⒉気も漫ろな時間
売り場に出てから三十分が経った。
いつものように俺はレジ内の作業をこなし、橘はレジ外の作業をこなしている。
うむ……これがいつも通りのバイトだ。
この一年間、度々新人が入ったり飛んだりすることはあったが、あれほどの衝撃は初めてだった。
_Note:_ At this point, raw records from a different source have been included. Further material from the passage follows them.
PR #1073, opened 2024-08-20
Bump PHP client version to 3.0.6 & Drupal core version to 10.2

kedarkhaire:
Version bump for PHP Client and Drupal core


shishir-intelli (approved):
LGTM

PR #1089, opened 2024-10-16
Bump PHP client version to 3.0.8

kedarkhaire:
Bump PHP client version to 3.0.8


kedarkhaire:
Not necessary as no breaking change.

バイトは始まったばかりで、ピークタイムに入るにはまだ時間的にも余裕がある。
手持ち無沙汰なこの状態が、俺にある雑念を与えていた。
店長は五時で上がりだったのだが、面接があるとのことで、章野さんと一緒に事務所に引っ込んでいる。
俺が売り場に出てから三十分ということは――同じく面接も三十分に及んでいるのだ。
……気になる。章野さんと店長は一体どんな話をしてるんだろう。
もしや、学校での話でもしているのだろうか。
それで話題が俺の方に及んでいたりとか……。
別に章野さんや店長の前で、醜態を晒したことがあるわけでもないのだが、気にし出したら最後、様子を確認するまでは、まともに手が着かなくなってしまった。
オリコンを運ぶ橘が目の前を通ろうとしていたので、一声掛ける。
「ごめん、レジ見てもらってもいいかな。ちょっと裏の様子見てくるわ」
「はいっ、いいですよ」
快諾する橘に感謝しながら、スイングドアの近くに立って聞き耳を立てる。
――二人の会話が聞こえてくる。
「へぇ、生徒会長をやってるんだ。凄いね。それじゃ頭も良いんだね」
「比べたりしないので、あまり考えたことはありませんが……」
語気が弱い章野さん。
相手が自分の倍以上も生きているおじさんともなれば、いつもの調子が出ないのだろう。
恐縮するな。定期テストで学年一位を総なめにしているのは、結構有名なんだ。
蛍雪高校のトップとして、外でも堂々としていればいいのに。
ちなみに俺は244人中の44位である。
「勉強の時間とか足りなくならない? 学校の方でもやることがあるわけでしょ?」
「それに関しては迷惑を掛けるつもりはありません。応募したからには、完璧に両立する覚悟はできています」
「おっ、それは良い心掛けだね。そう言ってくれるとこちらとしては助かるよ。実はね、私も高校時代は生徒会に入っていたことがあってね、会計をやったことがあるんだよ」
「…………」
急に過去を語り出す店長。面倒な癖が出てしまったようだ。
「まあ殆どそれらしいことはやらなくてさ、放課後の集まりだって碌に行ってなかったんだけどね、がはは!」
「…………そうなんですね」
「そうそう! けど章野さんは、しっかりした生徒会長だって、話して伝わってくるよ」
「困っている生徒を見過ごすことはできない性格で」
「大事です。そういう考え方は本当に大事! 働いてもらう以上はお客様に満足してもらうことが第一で。生徒会長ってリーダーシップが必要な仕事でしょ? 章野さんなら、私の考えもわかってくれると思うんだけど……」
「…………」
終始言葉数の少ない章野さんだったが、とうとう押し黙ってしまったようだ。
愛想笑いは時折聞こえるが、その表情は決して笑顔ではないことが、容易に想像できた。
なるほど……店長の長話コースに入ってしまったか。こりゃ大変だな……。
これも一種の社会勉強。
章野さんにはそう思ってもらうことにして、そろそろレジの業務に戻ることにした。
「お疲れ様でした」
それから十分後――面接を終えた章野さんが、ぺこりとお辞儀をして、店を出て行った。
涼しい顔をしていたが、俺と一言しか交わさずに帰ってしまったところを見ると、内心では相当に疲れてしまったのだろう。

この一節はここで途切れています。